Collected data
━━━━━━
PR #1950, opened 2019-01-16
yarpmanager: optimize refresh of connection status and various improvements.

Nicogene:
The existence of source and destination of a connection was requested twice. Each request was a communication with the nameserver.

A flag about the existence has been added.

I tested on my laptop and it works, also with udp connections when the source disappear.
it has to be tested deeply to avoid pitfalls.
please review code


src/libYARP_manager/src/manager.cpp
```diff
@@ -1021,7 +1021,9 @@ bool Manager::connect()
     //connector.init();
     CnnIterator cnn;
     for(cnn=connections.begin(); cnn!=connections.end(); cnn++) {
-        if( !connector.connect((*cnn).from(), (*cnn).to(),
+        if( !(*cnn).getFromExists() ||
+            !(*cnn).getFromExists() ||
```
Tobias-Fischer: Should that be `getToExists()`?

src/libYARP_manager/src/manager.cpp
```diff
@@ -1134,7 +1136,9 @@ bool Manager::connected()
     CnnIterator cnn;
     bool bConnected = true;
     for(cnn=connections.begin(); cnn!=connections.end(); cnn++)
-        if( !connector.connected((*cnn).from(), (*cnn).to(), (*cnn).carrier()) )
+        if( !(*cnn).getFromExists() ||
+            !(*cnn).getFromExists() ||
```
Tobias-Fischer: Should that be `getToExists()`?

lornat75:
thanks @Nicogene I recommend a strong testing on the setups, these things are very tricky!

src/libYARP_manager/src/manager.cpp
Nicogene: Good catch! Copy paste error :sweat_smile:

Nicogene:
Edit: Added a messagebox when trying to stop `yarpserver` while `yarprun` are still running

Nicogene:
Edit2: cluster restyled 

image

Nicogene:
This patch has been tested on `iCubErzelli01` setup, also with udp connections and it works, ready to be merged.

PR #1958, opened 2019-02-03
new Frame Transform interfaces + ovrdevice refactoring

aerydna:
~~This pr do a **lot** of different things. unfortunately all of them are strictly related so it cannot be splitted in different pr (or it's very painful doing it). also, splitting it in different pr makes very unclear the sense of some modifications.~~

the necessity of this pr emerged with the urge to treat devices that produces frames (poses in the 3D space), like ovrdevice and vicon device, in the standard yarp way (with the interface + wrapper + client combo, P2P paradigm).
Until now, a device that produces frames had to open a `frameTransformClient` inside and comunicate via the `frameTransformServer` to other clients via a **Client-Server-Client** architecture, different from the usual **P2P** comunication pattern.
while this has some advantages it also forces a network comunication via yarp ports even when **it is not needed** (so it is **not** possible to open the device locally and get his data via c++ calls). In order to solve this i developed two new interfaces that can be adapted to **both** paradigm.

`IFrameSource`: this particular interface can seems unusual cause it does not have any pubblic pure virtual method. This is because all the beaviour and the math involved in chaining the Frames toghether can be **reused** among all the devices and it is already implemented. instead it have a sort of **protected intra-class interface**, to allow a correct comunication between the parent class and the derived calsses, **enforcing** a lot of stuff and robustifying the architecture. in particular this is useful to build up a **callback mechanism** that allow the user to trigger a function call on every update of the device (even remotely).

pr modification list:

~~- introduces a dependency in yarp to a **new** library of robotology called `RobotologyTemplateLibrary`, which contains some utilities that should not stay in yarp but since the library is still an **unstable stub**, the dependency is coordinated by the new flag `YARP_ENABLE_UNSTABLE`. we cannot wait for the library to be stable, cause the development of this new library is strictly related to his possible usage. and it is only used in this pr at the moment, and it will likely used fisrt in yarp. with @traversaro we agreed to flag the new library as **stable** within **max 2 releases** of yarp and from then continue to develop the library with the usual deprecation policies. moving the dependency outside the `YARP_ENABLE_UNSTABLE` flag.~~ 
_the work on this became **way too** time expensive and some minor importance elements have been reduced_

~~- definition of a new global flag `YARP_EXPERIMENTAL`. useful to confine part of the code that uses the new library or that are in a **experimental** state.~~

- ~~with a tool offered by the new library,~~ two new interfaces has been developed. Actually they come from the IFrameTransform interface, splitted in two parts. one for devices which **only** produces frames, **IFrameSource**, ~~and one that rappresent the version 2 of the `IFrameTransform`~~, _and one for set some tf via function call from the user application (IFrameSet.. i know the name i ugly and misleading. go on, propose a new one!)._

- yarp::math::FrameTransform name issue. two new name to identify the frame structure has been added: `frameId `and `parentFrame`. this should substitute the old `dst_frame_id` and `src_frame_id` _which have been deprecated_. the new implementation solve the #1775 

- `ovrdevice `has been adapted to the new paradigm, deriving from `iFrameSource`, eliminating both the inclusion of the FrameTransformClient and the yarp port to publish the headset pose. ~~the new implementation is confined by `YARP_EXPERIMENTAL`, otherwise the old implementation is active~~. this allows to use it without the transform server, taking the data directly from him via c++ code or remotely in a p2p via the **network wrappers**

- `FrameReceiver `the client side network wrapper.

- `FrameBroadcaster `the produces side network wrapper.

these last three devices support the new **callback** system. so it is possible to have a user application triggered and **syncronized** with the `ovrdevice `thread.

26/03/2019 _the network wrappers comunication is made via **publisher** and **subscriber** so the distribution over multiple subscriber of the tf data is guaranteed by the topic mechanism. also the ros comunication can be archieved via topics because the message used by the network wrapper is `yarp::rosmsg::tf2_msgs::TFMessage`._

notes:
- everithing is still to be tested
~~- i think in the future, the FrameTransformClient should implement the new `IFrameManager `interface, which is Client-Server-client compliant. @randaz81 told me it is used a lot outside yarp so i leaved it untouched.~~ _at this point the FrameTransform client and server can be dismissed.._
~~- **no ROS** compatibility have been added in the `FrameBroadcaster `for now. it can be done in a future pr as it to be quick and easy.~~ _ROS compatibility added_
~~- a lot of interoperations with the other paradigm (FrameTransformClient/Server) are possible, though none of them have been developed at the moment. ~~ 
_no interoperation with the old paradigm is needed anymore._
~~- since there are probably **762** different ways to do the cmake parts, i probably picked the **wrong** one and i presume it have to be corrected. so if you have suggestions regarding the _"cmake-shining-compliant"_  way to accomplish what i've done don't be afraid of fullfill my lack of experience with cmake.~~ the cmake part is very small right now
~~- if it isn't clear the relation between all the element of the pr is the following: _RobotologyTemplateLibrary_ `Result `type is used in the ----> new interfaces to manage Frames which have been developed to change the comunication paradigm of the -----> `ovrdevice `and Others. viceversa the ovrdevice stands as an example of the new implementation.~~ _the pr is much more simpler_
- fixes the dic-iit/element_retargeting_from_human#72 and it is a preparation for the 73 and 74.
- there will be, for sure, someone who don't like the names of the new flags/interfaces/something and has better alternative. not a problem for me. Just decide  the names you like and i will change it.
- the changelog and ~~the method documentation~~ will be added/updated after the review process (i expect it to be **long**)
- sorry for possible english mistake

@GiulioRomualdi @DanielePucci @drdanz @Nicogene @randaz81 @traversaro @barbalberto

### DIFF
--- a/src/devices/FrameBroadcaster/CMakeLists.txt
+++ b/src/devices/FrameBroadcaster/CMakeLists.txt
@@ -1,0 +1,40 @@
+# Copyright (C) 2006-2019 Istituto Italiano di Tecnologia (IIT)
+# All rights reserved.
+#
+# This software may be modified and distributed under the terms of the
+# BSD-3-Clause license. See the accompanying LICENSE file for details.
+
+yarp_prepare_plugin(FrameBroadcaster
+                    CATEGORY device
+                    TYPE yarp::dev::FrameBroadcaster
+                    INCLUDE FrameBroadcaster.h)
+
+if(ENABLE_FrameBroadcaster)
+
+  set(CMAKE_INCLUDE_CURRENT_DIR ON)
+
+  yarp_add_plugin(yarp_FrameBroadcaster FrameBroadcaster.cpp
+                                        FrameBroadcaster.h)
+
+   target_link_libraries(yarp_FrameBroadcaster PRIVATE YARP::YARP_OS
+                                                       YARP::YARP_sig
+                                                       YARP::YARP_dev
+                                                       YARP::YARP_math
+                                                       YARP_rosmsg)
+  list(APPEND YARP_${YARP_PLUGIN_MASTER}_PRIVATE_DEPS YARP_OS
+                                                      YARP_sig
+                                                      YARP_dev
+                                                      YARP_math
+                                                      YARP_rosmsg)
+
+  yarp_install(TARGETS yarp_FrameBroadcaster
+               EXPORT YARP_${YARP_PLUGIN_MASTER}
+               COMPONENT ${YARP_PLUGIN_MASTER}
+               LIBRARY DESTINATION ${YARP_DYNAMIC_PLUGINS_INSTALL_DIR}
+               ARCHIVE DESTINATION ${YARP_STATIC_PLUGINS_INSTALL_DIR}
+               YARP_INI DESTINATION ${YARP_PLUGIN_MANIFESTS_INSTALL_DIR})
+
+  set(YARP_${YARP_PLUGIN_MASTER}_PRIVATE_DEPS ${YARP_${YARP_PLUGIN_MASTER}_PRIVATE_DEPS} PARENT_SCOPE)
+
+  set_property(TARGET yarp_FrameBroadcaster PROPERTY FOLDER "Plugins/Device")
+endif()
--- a/src/devices/FrameReceiver/CMakeLists.txt
+++ b/src/devices/FrameReceiver/CMakeLists.txt
@@ -1,0 +1,40 @@
+# Copyright (C) 2006-2019 Istituto Italiano di Tecnologia (IIT)
+# All rights reserved.
+#
+# This software may be modified and distributed under the terms of the
+# BSD-3-Clause license. See the accompanying LICENSE file for details.
+
+yarp_prepare_plugin(FrameReceiver
+                    CATEGORY device
+                    TYPE yarp::dev::FrameReceiver
+                    INCLUDE FrameReceiver.h)
+
+if(ENABLE_FrameReceiver)
+
+  set(CMAKE_INCLUDE_CURRENT_DIR ON)
+
+  yarp_add_plugin(yarp_FrameReceiver FrameReceiver.cpp
+                                     FrameReceiver.h)
+
+  target_link_libraries(yarp_FrameReceiver PRIVATE YARP::YARP_OS
+                                                   YARP::YARP_sig
+                                                   YARP::YARP_dev
+                                                   YARP::YARP_math
+                                                   YARP_rosmsg)
+  list(APPEND YARP_${YARP_PLUGIN_MASTER}_PRIVATE_DEPS YARP_OS
+                                                      YARP_sig
+                                                      YARP_dev
+                                                      YARP_math
+                                                      YARP_rosmsg)
+
+  yarp_install(TARGETS yarp_FrameReceiver
+               EXPORT YARP_${YARP_PLUGIN_MASTER}
+               COMPONENT ${YARP_PLUGIN_MASTER}
+               LIBRARY DESTINATION ${YARP_DYNAMIC_PLUGINS_INSTALL_DIR}
+               ARCHIVE DESTINATION ${YARP_STATIC_PLUGINS_INSTALL_DIR}
+               YARP_INI DESTINATION ${YARP_PLUGIN_MANIFESTS_INSTALL_DIR})
+
+  set(YARP_${YARP_PLUGIN_MASTER}_PRIVATE_DEPS ${YARP_${YARP_PLUGIN_MASTER}_PRIVATE_DEPS} PARENT_SCOPE)
+
+  set_property(TARGET yarp_FrameReceiver PROPERTY FOLDER "Plugins/Device")
+endif()
--- a/src/devices/ovrheadset/OVRHeadset.h
+++ b/src/devices/ovrheadset/OVRHeadset.h
@@ -94,18 +94,18 @@ public:
     virtual ~OVRHeadset();
 
     // yarp::dev::DeviceDriver methods
-    virtual bool open(yarp::os::Searchable& cfg);
-    virtual bool close();
+    bool open(yarp::os::Searchable& cfg) override;
+    bool close() override;
 
     // yarp::os::RateThread methods
-    virtual bool threadInit();
-    virtual void threadRelease();
-    virtual void run();
+    bool threadInit() override;
+    void threadRelease() override;
+    void run() override;
 
     //  yarp::dev::IService methods
-    virtual bool startService();
-    virtual bool updateService();
-    virtual bool stopService();
+    bool startService() override;
+    bool updateService() override;
+    bool stopService() override;
 
     // yarp::dev::IJoypadController methods
     bool getAxisCount(unsigned int& axis_count) override;
@@ -142,7 +142,6 @@ private:
     void fillHatStorage();
     void resetInput();
 
-    FlexImagePort* gui_ports{ nullptr };
     std::vector<guiParam> huds;
     InputCallback* displayPorts[2]{ nullptr, nullptr };
     ovrEyeRenderDesc EyeRenderDesc[2];
@@ -169,7 +168,7 @@ private:
         {&rightFrame, &ts.HandPoses[ovrHand_Right]},
         {&leftFrame, &ts.HandPoses[ovrHand_Left]  },
         {&headFrame, &headpose },
-        {&(headFrame + "_predicted"), &predicted_headpose }
+        {&headFramePredicted, &predicted_headpose }
     };
 
     yarp::os::Mutex                  inputStateMutex;
@@ -185,6 +184,7 @@ private:
     std::string rightFrame;
     std::string rootFrame;
     std::string headFrame;
+    std::string headFramePredicted;
 
     bool closed{ false };
     long long distortionFrameIndex{ 0 };
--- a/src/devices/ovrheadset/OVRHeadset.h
━━━━━━
Copy every line from the records above that contains the string "threadInit".

Task response
-    virtual bool threadInit();
+    bool threadInit() override;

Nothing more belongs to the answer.